If findings from the late-stage trial show the triple-combination therapy is superior, it may replace Trikafta. The Phase III program will launch sometime in the second half of this year and will include two 48-week trials in 800 patients.
"We have now secured reimbursement agreements for the triple combination in more than 15 countries outside the U.S. and started expansion into younger age groups with the U.S. approval in patients 6 to 11 years of age last month," said Dr. Kewalramani, in a statement. "Looking forward, we continue to see significant growth ahead in CF, with more than 30,000 CF patients who may benefit from the triple combination but who are not yet treated."
While successful in CF, the company is eager to diversify, putting Phase II clinical trials in sickle-cell disease, beta-thalassemia, kidney diseases, and pain management. Data readouts for these trials are expected over the next six to nine months.
Dr. Kewalramani noted that the company is currently seeing "impressive clinical results" with its most advanced non-CF program, CTX001, having dosed more than 45 patients with sickle cell disease and beta-thalassemia with a CRISPR/Cas9 gene-editing therapy co-developed with CRISPR Therapeutics.
In June, Vertex and CRISPR Therapeutics announced data from two ongoing Phase I/II clinical trials of CTX001 in 22 patients with beta-thalassemia and sickle cell disease. Following infusion, all 15 patients with beta-thalassemia were transfusion independent and all seven patients with sickle cell disease were free of vaso-occlusive crises.

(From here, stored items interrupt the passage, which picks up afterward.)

Issue #3830, opened 2022-05-05
Use official sns message validator package


karrui:
We currently check for sns validity using a bunch of heuristics. We should use the official package.

https://www.npmjs.com/package/sns-validator

mantariksh:
Closed via #3832

PR #3832, opened 2022-05-06
feat: validate SNS notification with AWS lib rather than custom implementation

timotheeg:
## Problem
We had implemented SNS validation with our custom implementation code, which unfortunately turned out to have a vulnerability (which we patched yesterday).

Instead of rolling our own validation, we should be using a library provided by AWS themselves.

Fixes https://github.com/opengovsg/FormSG/issues/3830

## Solution
Use the [sns-validator](https://github.com/aws/aws-js-sns-message-validator) library


src/app/modules/bounce/bounce.service.ts
```diff
@@ -50,109 +47,36 @@ const logger = createLoggerWithLabel(module)
...
-    !hasRequiredKeys(body) ||
-    body.SignatureVersion !== '1' ||
-    !isValidCertUrl(body.SigningCertURL)
+): ResultAsync<true, InvalidNotificationError> => {
+  return ResultAsync.fromPromise(
+    new Promise((resolve, reject) => {
+      const snsValidator = new SNSMessageValidator()
+
+      snsValidator.validate(
+        body as unknown as Record<string, unknown>,
```
timotheeg, line 65: types... 😢😑

karrui (approved):

PR #3852, opened 2022-05-10
refactor(theme): use apply keyword in theme instead of spreading

karrui:
## Problem

Recently discovered the `apply` keyword in Chakra theme props, which allows for spreading of theme properties without having to import the property itself.


karrui:
Will need chromatic to see if everything still works as expected

karrui:
NOPE DOESN"T WORK

PR #3857, opened 2022-05-11
feat(v2): landing page

### LINKED ISSUE #3655: [React/Static] Add landing page
Should be using lazy load for these since this is a distinct page from the rest of the app

karrui:
> ~~!! Still WIP, for design to check out first~~

## Problem

This PR adds the landing page of the application
Closes #3655 

## Solution

**Features**:

- Add landing page 

## Before & After Screenshots
New stories have been added for LandingPage


karrui:
animated pictures will come in a later PR once pearly is done with them

karrui:
i think this PR can just merge once design review passes; there is no real app logic in the landing page lol

timotheeg (approved):

frontend/src/app/AppRouter.tsx
```diff
@@ -41,6 +43,10 @@ export const AppRouter = (): JSX.Element => {
   return (
     <WithSuspense>
       <Routes>
+        <Route
+          path={LANDING_ROUTE}
+          element={<PublicElement element={<LandingPage />} />}
+        />
         <Route
           path={ROOT_ROUTE}
           element={<PrivateElement element={<WorkspacePage />} />}
```
timotheeg, line 52: Bloody github is not showing a correct code 😢 this line should be `HashRouterElement`.

frontend/src/constants/routes.ts
```diff
@@ -1,6 +1,5 @@
-// TODO: Update landing route to correct route.
 export const LANDING_ROUTE = '/'
-export const ROOT_ROUTE = '/'
```
timotheeg, line 3: This change breaks the bookmark routing I have added, since the hashes will never match the `/workspace` prefix 🤔

frontend/src/app/HashRouterElement.tsx
```diff
@@ -57,9 +73,14 @@ export const HashRouterElement = ({
...
-    <Navigate replace to={redirectTo} state={{ from: location }} />
+  if (isAuthenticated && strict) {
+    return <Navigate to={state?.from.pathname ?? ROOT_ROUTE} replace />
+  }
+
+  return (
+    <Flex flexDir="column" height="100vh" pos="relative">
+      <GovtMasthead />
+      {element}
+    </Flex>
```
timotheeg, line 84: /torefactor: Probably better to have `HashRouterElement` return a `PublicElement` rather than duplicate `PublicElement`'s code 🤔

frontend/src/app/HashRouterElement.tsx
```diff
@@ -54,33 +47,21 @@ const hashRouteMapper = [
...
-    return <Navigate to={state?.from.pathname ?? ROOT_ROUTE} replace />
-  }
-
-  return (
-    <Flex flexDir="column" height="100vh" pos="relative">
-      <GovtMasthead />
-      {element}
-    </Flex>
-  )
+  return <PublicElement element={element} strict={strict} />
```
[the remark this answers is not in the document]
timotheeg: Right! So when HashRouter was first introduced the `ROOT_ROUTE` was `/` and was private so `HashRouter` replicated the code of `PrivateElement`.

With the route change that this landing PR introduces, the landing zone is `/` and is public. I initially changed `HashRouter` to now replicate `PublicElement` instead if Private (in [this commit](https://github.com/opengovsg/FormSG/pull/3857/commits/6c4411220d470b404fe4313d7a88c90f437c5e79)), but I figured `HashRouter` should return the `PublicElement` instead of duplicating its code. So this is what [this latest commit](https://github.com/opengovsg/FormSG/pull/3857/commits/455fa9a4f9843ad33d5c5f2a9dc515c962f765d6) is doing. Should all work 🤞 

Some things might still warrant some discussions:
* It's a bit funny that the routes are now defined like this:
```javascript
export const LANDING_ROUTE = '/'
export const ROOT_ROUTE = '/workspace'
```
 Perhaps we should refactor the names like this:
```javascript
export const ROOT_ROUTE = '/'
export const ADMIN_ROUTE = '/workspace'
```
(just a suggestion)

* I was now a little confused about the `/workspace` url namespace 😅 . Are we now using `/workspace/admin/forms` or just `/workspace//forms`? The redirection rules in HashRouter will need to correctly reflect whatever final decision we take.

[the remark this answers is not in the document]
karrui: /workspace is its own route, once an admin goes into their form it becomes /admin/forms/:formId

i see where the confusion is, yeah, should rename `ROOT_ROUTE` for sure... maybe the workspace page can be `/admin` too, though i think `/workspace` works better.

PR #3858, opened 2022-05-11
fix: restore copyfiles

timotheeg:
We accidentally removed the copyfiles dependency, this PR restores it


tshuli (approved):

tshuli:
Need to rename branch to start with form-v2/ to avoid angular CI

PR #3861, opened 2022-05-12
feat(v2): add GovtMasthead to PublicElement component, update PP and TOU routes

karrui:
## Problem

General cleanup PR. See changes below.

## Solution

**Breaking Changes** 

**Features**:

- feat: add `GovtMasthead` component to all public form elements
- feat: add `AppPublicHeader` to TOU and PP pages
- feat: add routing to PP and TOU routes in public form footer

**Bug Fixes**:

- fix: remove strictness from Privacy and Tou page routing
  - this was erroneously preventing logged in users from accessing the privacy/tou pages

### DIFF
--- a/frontend/src/app/AppRouter.tsx
+++ b/frontend/src/app/AppRouter.tsx
@@ -51,11 +51,11 @@ export const AppRouter = (): JSX.Element => {
         />
         <Route
           path={PRIVACY_POLICY_ROUTE}
-          element={<PublicElement strict element={<PrivacyPolicyPage />} />}
+          element={<PublicElement element={<PrivacyPolicyPage />} />}
         />
         <Route
           path={TOU_ROUTE}
-          element={<PublicElement strict element={<TermsOfUsePage />} />}
+          element={<PublicElement element={<TermsOfUsePage />} />}
         />
         <Route
           path={PUBLICFORM_ROUTE}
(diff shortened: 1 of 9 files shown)


frontend/src/app/AppRouter.tsx
```diff
@@ -51,11 +51,11 @@ export const AppRouter = (): JSX.Element => {
         />
         <Route
           path={PRIVACY_POLICY_ROUTE}
-          element={<PublicElement strict element={<PrivacyPolicyPage />} />}
```
timotheeg, line 54: Just for my reference, what does `strict` controls? Is it [this](https://reactjs.org/docs/strict-mode.html)?

frontend/src/features/login/LoginPage.tsx
```diff
@@ -175,7 +175,7 @@ export const LoginPage = (): JSX.Element => {
   }
 
   return (
-    <Flex flexDir="column" minH="100vh">
+    <Flex flexDir="column" h="100%">
```
timotheeg, line 178: Sorry, some UI noob question here: Is `h` the same as `height` in the Flex component? When do we use one over the other?

karrui: yes. they are just all aliases

frontend/src/app/AppRouter.tsx
karrui: No sorry, it's this: https://github.com/opengovsg/FormSG/blob/form-v2/develop/frontend/src/app/PublicElement.tsx#L15

on hindsight `strict` is a bad name for that prop haha

frontend/src/features/login/LoginPage.tsx
timotheeg: Right I was asking because just above in this PR, we use `height` (in `PublicElement.tsx`) but with a different unit `100vh`, so I was wondering if there are subtle differences 😅

timotheeg (approved):

Issue #3439, opened 2022-02-15
[React] form 404 page


karrui:
This screen is not implemented yet

- [x] Unauthorized viewing of admin routes
- [x] Missing form
- [x] Private form (technically 401 page)
- [x] Catchall 404

karrui:
Closed by #3871

PR #3871, opened 2022-05-17
feat(v2): add 404 screens for the application, update login page design

karrui:
## Problem

This PR adds the missing 404 screens for both invalid public form and forbidden pages.
Also updates login page to updated design, and remove govt mastheads on pages that were already covered by the `PublicElement` component.

Related to #3439

## Solution

**Features**:

- feat: add FormNotFound screen for public forms
- feat: add NotFound404 page for invalid routes
- feat: add AdminForbidden403 page for forbidden form admin routes

## Before & After Screenshots
New stories for above pages and screens added


frontend/.storybook/preview.tsx
```diff
@@ -5,6 +5,7 @@ import { HelmetProvider } from 'react-helmet-async'
 import { QueryClient, QueryClientProvider } from 'react-query'
```
mantariksh, line 5: would be helpful if we can add a comment in this file saying that it's used for global storybook config, and link to the docs. I know the docs are explicit about this but helps to save a few seconds/minutes of confusion for future devs since this file isn't imported anywhere

frontend/.storybook/preview.tsx
```diff
@@ -20,7 +21,19 @@ dayjsUtils.init()
 
 const withReactQuery: DecoratorFn = (storyFn) => {
   const queryClient = new QueryClient({
-    defaultOptions: { queries: { staleTime: Infinity } },
+    defaultOptions: {
```
mantariksh, line 24: would it make sense to have a constant for the query client config in the app, and import and reuse it here? to make sure storybook react-query behaviour matches the app

frontend/src/features/admin-form/common/AdminFormLayout.tsx
```diff
@@ -1,12 +1,29 @@
-import { Outlet } from 'react-router-dom'
+import { Outlet, useParams } from 'react-router-dom'
 import { Flex } from '@chakra-ui/react'
+import { get } from 'lodash'
+
+import AdminForbidden403 from '~pages/AdminForbidden403'
```
mantariksh, line 5: small nit but might be better to name these after the purpose of the page rather than coupling to a specific status code, e.g. `NoPermissionToAdminForm` (not the best name but you get the idea)

mantariksh (approved):

frontend/.storybook/preview.tsx
karrui: there are actually some differences between the config in storybook and the actual app (we actually do not want them to be the same!)

for example, the staleness should be `infinite` in storybook. now that i'm looking at it, i should also set to zero retries in storybook (done in 3d432ab)

frontend/.storybook/preview.tsx
karrui: 921b87c

frontend/src/features/admin-form/common/AdminFormLayout.tsx
karrui: will change to AdminForbiddenErrorPage?

PR #3872, opened 2022-05-17
feat(v2): i18n - add storage of user preferred language and test string interpolations

frankchn:
## Problem
Part of #3792

## Solution
This adds support for detecting languages from a user's localStorage (key is `formsg-language`), and also adds some Chinese translations and an interpolated string to test out those functionalities.

**Breaking Changes** 

**Features**:

- Adds user preferred language detector (via configuring the `i18next-browser-languagedetector` package)
- Adds some Chinese translations
- Adds an interpolated string to translate

## Screenshots

image

### DIFF
--- a/frontend/src/i18n/locales/types.ts
+++ b/frontend/src/i18n/locales/types.ts
@@ -2,6 +2,14 @@ interface Translation {
   translation: {
     general: {
       slogan: string
+      copyright: string
+    }
+    loginPage: {
+      onlyAvailableForPublicOfficers: string
+      email: string
+      emailEmptyErrorMsg: string
+      login: string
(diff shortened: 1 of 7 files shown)


timotheeg (approved):
Looking good 👍

frontend/src/i18n/locales/types.ts
```diff
@@ -1,7 +1,21 @@
 interface Translation {
   translation: {
-    general: {
-      slogan: string
+    features: {
```
karrui, line 3: wonder if there is a way to automate this... seems like it could be a PITA to update

karrui (approved):
lgtm

PR #4827, opened 2022-09-08
fix(v2): filter email recipients in settings page before mutation

### LINKED ISSUE #4731: [1] Email settings: new email recipients disappear when admin clicks away
**To Reproduce**
In Settings: Emails where responses are sent (email mode) -
1. Add a valid email, and immediate add an invalid format email after that (e.g. abc@sss). Click away.
2. Both the newly added valid email and invalid format email disappear. 

**Expected behavior**
Newly added valid email should remain, and only the invalid format email should disappear

justynoh:
## Problem
Currently, email recipient settings has some unintuitive behavior. This PR fixes that.

Closes #4731 

In addition to the above, I also discovered a bug where an onBlur with invalid input reset the field to its original state (all the way at the beginning of the first render), caused by `reset` being called with no input. This is because `useForm` defaultValues gets cached in the first render, so it doesn't update on future renders. 

image

## Solution
For consistency with server, call reset in useEffect so that defaultValues get updated on every render. 

Also, deal with bad input onBlur by filtering the input before submitting. Updated error message for invalid emails to make this behavior known to users

**Breaking Changes** 

https://user-images.githubusercontent.com/25571626/189048871-3ad0e78e-2e28-4604-9b4f-4de5cbf3c58e.mov

### DIFF
--- a/frontend/src/features/admin-form/settings/components/EmailFormSection.tsx
+++ b/frontend/src/features/admin-form/settings/components/EmailFormSection.tsx
@@ -32,14 +32,20 @@ export const EmailFormSection = ({
 
   const {
     formState: { errors },
+    reset,
   } = formMethods
 
   const { mutateFormEmails } = useMutateFormSettings()
 
-  const handleSubmitEmails = ({ emails }: { emails: string[] }) => {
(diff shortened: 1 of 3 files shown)


karrui (approved):
lgtm

Issue #4757, opened 2022-08-29
Copy change for collaborators error message


mantariksh:
Change to "You don't have permission to modify this form."
<img width="623" alt="Screenshot 2022-08-29 at 6 23 17 PM" src="https://user-images.githubusercontent.com/29480346/187180491-5b2979f8-7b1c-4321-9526-d5f635162a13.png">

Issue #4746, opened 2022-08-29
Webhook retries toggle success/failure copy update


mantariksh:
Webhook retries have been enabled.
Webhook retries have been disabled.

Issue #4736, opened 2022-08-29
[0.5] Remove warning toast for respondent when form is out of date


mantariksh:
Remove this feature, we will address the problem post-rollout

mantariksh:
proposal:
1. Push this until after we implement save draft
2. Only show this when we are sure submission will fail, i.e. there are new form fields (I think this is the only case?)

mantariksh:
remove this feature for React rollout, will link more details on how to address this problem

mantariksh:
the issue title, description and first comment all say the same thing

PR #4829, opened 2022-09-08
fix(v2): improve copy for collaborator error and webhook retry toasts, remove public form desync

justynoh:
## Problem
1. #4736 
2. #4746 
3. #4757 

## Solution
Change the toast contents as appropriate. 

**Breaking Changes** 

## Screenshots

image

### DIFF
--- a/frontend/src/features/admin-form/create/builder-and-design/utils/getMutationErrorMessage.ts
+++ b/frontend/src/features/admin-form/create/builder-and-design/utils/getMutationErrorMessage.ts
@@ -3,11 +3,13 @@ import { StatusCodes } from 'http-status-codes'
 import { HttpError } from '~services/ApiService'
 
 export const getMutationErrorMessage = (error: Error): string => {
-  if (!(error instanceof HttpError)) return error.message
-  switch (error.code) {
-    case StatusCodes.FORBIDDEN:
-      return 'You do not have permission to modify this form.'
-    default:
-      return error.message
+  if (error instanceof HttpError) {
+    switch (error.code) {
+      case StatusCodes.FORBIDDEN:
+        return 'You do not have permission to modify this form.'
+      default:
+        break
+    }
   }
+  return error.message
 }
--- a/frontend/src/features/admin-form/create/builder-and-design/utils/getMutationErrorMessage.ts
+++ b/frontend/src/features/admin-form/create/builder-and-design/utils/getMutationErrorMessage.ts
@@ -1,0 +1,13 @@
+import { StatusCodes } from 'http-status-codes'
+
+import { HttpError } from '~services/ApiService'
+
+export const getMutationErrorMessage = (error: Error): string => {
+  if (!(error instanceof HttpError)) return error.message
+  switch (error.code) {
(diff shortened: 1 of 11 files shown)


frontend/src/features/public-form/PublicFormProvider.tsx
```diff
@@ -147,27 +145,9 @@ export const PublicFormProvider = ({
...
-              <Link href={window.location.href}>Refresh</Link> for the latest
-              version of the form.
-            </Text>
-          ),
-          duration: null,
-        })
-      }
+    if (data && !cachedDto) {
+      trackVisitPublicForm(data.form)
+      setCachedDto(data)
```
karrui: if we do not want to track changes, we might not even need to cache anything and just need to set staleTime=Infinity in the query.

frontend/src/features/admin-form/create/builder-and-design/utils/getMutationErrorMessage.ts
```diff
@@ -0,0 +1,13 @@
...
+
+import { HttpError } from '~services/ApiService'
+
+export const getMutationErrorMessage = (error: Error): string => {
+  if (!(error instanceof HttpError)) return error.message
+  switch (error.code) {
+    case StatusCodes.FORBIDDEN:
+      return 'You do not have permission to modify this form.'
+    default:
+      return error.message
```
wanlingt: nit: feel like it'd be easier to understand without the negation, like in [admin-form/common/mutation](https://github.com/opengovsg/FormSG/blob/form-v2/develop/frontend/src/features/admin-form/common/mutations.ts#L134-L153)
```suggestion
  if (error instanceof HttpError) {
    switch (error.code) {
      case StatusCodes.FORBIDDEN:
        return 'You do not have permission to modify this form.'
      default:
        return error.message
 } 
 return error.message
```

frontend/src/features/public-form/PublicFormProvider.tsx
justynoh: oh yes, that's true. Did we decide to dynamically update preview form also? or just static as well? should we remove the cachedDto for preview forms too?

karrui: yup, lets remove it for preview too until we can revisit it.

frontend/src/features/admin-form/create/builder-and-design/utils/getMutationErrorMessage.ts
justynoh: [90904e8](https://github.com/opengovsg/FormSG/pull/4829/commits/90904e822d5db8485d7585a35227795b309648d4)

frontend/src/features/public-form/PublicFormProvider.tsx
justynoh: [90904e8](https://github.com/opengovsg/FormSG/pull/4829/commits/90904e822d5db8485d7585a35227795b309648d4)

karrui (approved):
lgtm

PR #4832, opened 2022-09-08
fix: non-existent dates and open ended date range

### LINKED ISSUE #4706: [2] bug: Custom date validation does not allow open ended range, better error message
### 31st dates are allowed for months that do not have it. 
If you try to create those, it will say “Max date cannot be less than min date”. Error message should be changed.

### Open ended date ranges are not currently allowed

tshuli:
## Problem
- Closes #4706 

- Problem 1: 31st dates are allowed for months that do not have it (or 29/30/31 allowed for non-leap year february too). This occurs only if you manually key in the date to the input.

  Solution: Currently, date input field already disallows invalid dates such as '31/13/2022' from being keyed in. Extends the existing functionality to disallow non-existent dates (e.g. 31/09/2022) from being keyed in as well. 

  Note: The ticket suggested that the error message displayed was wrong and we should change it. What actually happens is that when a non-existent date is keyed in to the input field, the value stored is `null`, and hence the error message corresponds to the case when no date is entered. 

- Problem 2: Open ended date ranges are not currently allowed

  Solution: Fixed code logic to allow open ended date range.

### DIFF
--- a/frontend/src/components/DatePicker/DateInput.tsx
+++ b/frontend/src/components/DatePicker/DateInput.tsx
@@ -1,4 +1,10 @@
-import { KeyboardEventHandler, useCallback, useMemo, useRef } from 'react'
+import {
+  ChangeEvent,
+  KeyboardEventHandler,
+  useCallback,
+  useMemo,
+  useRef,
+} from 'react'
 import FocusLock from 'react-focus-lock'
 import {
   Flex,
@@ -13,7 +19,7 @@ import {
   useFormControlProps,
 } from '@chakra-ui/react'
 import { ComponentWithAs, forwardRef } from '@chakra-ui/system'
-import { format } from 'date-fns'
+import { format, isValid, parse } from 'date-fns'
 
 import { BxCalendar } from '~assets/icons'
 import IconButton from '~components/IconButton'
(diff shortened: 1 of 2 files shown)


frontend/src/components/DatePicker/DateInput.tsx
```diff
@@ -65,6 +71,14 @@ export const DateInput = forwardRef<DateInputProps, 'input'>(
       [onChange],
     )
 
+    /**
+     * Disallow manual input of non-existant dates (e.g. 31 Sep 2022)
+     */
+    const handleInputChange = (e: ChangeEvent<HTMLInputElement>) => {
+      if (isValid(parse(e.target.value, 'yyyy-MM-dd', new Date())))
```
karrui, line 78: i don't think this will work; this may prevent users from changing the dates entirely, or typing a date manually i think. Since the start of a date will always be invalid

karrui (changes requested):

frontend/src/components/DatePicker/DateInput.tsx
karrui: as discussed, date inputs behave a little differently... will probably need some changing later when the date input changes to a text one, but for now it's ok

karrui (approved):
lgtm,

PR #4833, opened 2022-09-08
feat(form-v2): copy paste emails into tags

### LINKED ISSUE #4828: Support copy and pasting emails into email recipients tag field
Currently, pasting a list of comma-separated emails in the email recipients settings and pressing "Enter" will result in the entire list being amalgamated into a single (invalid) tag. We don't support this feature now, but I could imagine situations where admins may want to copy and paste a list of people who they want to add as recipients for multiple forms.

https://user-images.githubusercontent.com/25571626/189051832-8ad98afb-263b-4e7b-871d-fa018f77f9ce.mov

tohhengxing:
## Problem

hi justyn! here's a PR for your request

Closes #4828 

## Solution

rules for email string is no comma, so i split the input value by comma and pass it into the addTag handler function.
case 1: single email -> no issue because split will default to array
case 2: string with commas -> becomes array of emails

**Breaking Changes** 

    - Details ...

## Before & After Screenshots

**AFTER**:

<details>

https://user-images.githubusercontent.com/102740235/189140916-3000a347-a4ef-49ce-be5d-4f856db29c3f.mp4

</details>


justynoh:
Thanks for this @tohhengxing! We'll take a look at it, in the meantime I've opened the workflows

karrui (approved):
lgtm. as a stretch goal (can be in new PR), could we add warning/error state to tags if they are a duplicate? so as to fit the error (and what happens during invalid emails)

frontend/src/components/TagInput/TagInput.tsx
```diff
@@ -91,8 +91,7 @@ export const TagInput = forwardRef<TagInputProps, 'input'>(
       (event: SyntheticEvent, tag: string) => {
         if (event.isDefaultPrevented()) return
         if (preventDuplicates && value.includes(tag)) return
```
karrui: actually, might need to do some error handling here so tags are not duplicated when they are split

karrui (changes requested):

tohhengxing:
hi @karrui, i'll work on the changes requested and the stretch goal this weekend! Apologies can't work on it during weekday due to academic commitments. Hope this isn't an issue 🙏.

frontend/src/components/TagInput/TagInput.tsx
tohhengxing: > so tags are not duplicated when they are split

there is a preventDuplicates prop.

if preventDuplicates is true, then which behaviour do you mean?

1) if the new tags contain duplicates of the existing tags -> don't add any tag at all? (this follows existing behaviour)
or
2) if the new tags contain duplicates of the existing tags -> remove duplicate tags from new tags and add?

karrui: option 2 looks better

tohhengxing: https://user-images.githubusercontent.com/102740235/191047376-47c969d9-c9da-49e8-8a4e-e1b19570ff64.mp4

frontend/src/components/TagInput/TagInput.tsx
```diff
@@ -90,8 +90,17 @@ export const TagInput = forwardRef<TagInputProps, 'input'>(
...
         if (event.isDefaultPrevented()) return
-        if (preventDuplicates && value.includes(tag)) return
-        onChange(value.concat(tag.split(',')))
+        if (preventDuplicates) {
+          if (value.includes(tag)) return
+          const existingTags = new Set(value)
+          const newTags = new Set(tag.split(','))
+          const uniqueTags = [...newTags].filter(
+            (tag) => !existingTags.has(tag),
+          )
```
karrui: nit: might not need to filter, we can just add new values to the set and create a list at the end instead of filtering? might be cleaner. ordering will not be lost as sets are ordered in javascript.

```ts
onChange(Array.from(new Set([...value, ...tag.split(',')]))
```

karrui (approved):
lgtm

frontend/src/components/TagInput/TagInput.tsx
tohhengxing: >ordering will not be lost as sets are ordered in javascript

Wow i didn't know that! Thank you!

Done, as requested

karrui: Note that JavaScript sets are ordered in insertion order, not lexical, fyi, hehe

karrui (approved):

frontend/src/components/TagInput/TagInput.tsx
tohhengxing: swee, thanks!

"These results add to the growing body of evidence that CTX001 may hold the promise for a one-time functional cure for sickle cell disease and beta-thalassemia," said Dr. Kewalramani in a statement. "We are working with urgency to complete enrollment and look forward to finalizing regulatory discussions and moving towards filing."
Charlie Wagner, Vertex's executive vice president and chief financial officer, said during the earnings call that each of these therapeutic areas represents a significant opportunity for the company. For instance, the non-opioid pain management programs could help the company latch on to an over $4 billion market.